=== Section Start ===
PR #5917, opened 2019-03-26
PlatformIO: generate core_version.h when using feature/stage

mcspr:
Original issue: https://github.com/platformio/platform-espressif8266/issues/101
Doc: https://docs.platformio.org/en/latest/platforms/espressif8266.html#using-arduino-framework-with-staging-version

Update platformio-build.py:
- extract version from platform.txt (I see no other definitive source for this info)
- conditionally run makecorever.py script with the same parameters as IDE does 
(however, I am not exactly sure if VerboseAction is a right way to call it, because dependency on git dir sometimes does not work properly)

Update makecorever.py:
- fix ambiguous bytes+string error with p.stdout.readlines() data
- check `if __name__ == "__main__"`, move generation into a function to clearly see git commands
- replace `git --git-dir` with just `git -C`, since we already know that .git dir is there
(unless I am missing some reason for git-dir setting. if it is required, it should probably be `--git-dir=.git --work-tree=. -C ...framework...`)


ivankravets:
Thanks!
=== Section End ===
▸ **What needs to be done**: How many lines in the records hold the string "with"? The number alone is the answer.

▸ **Answer for the task**: 4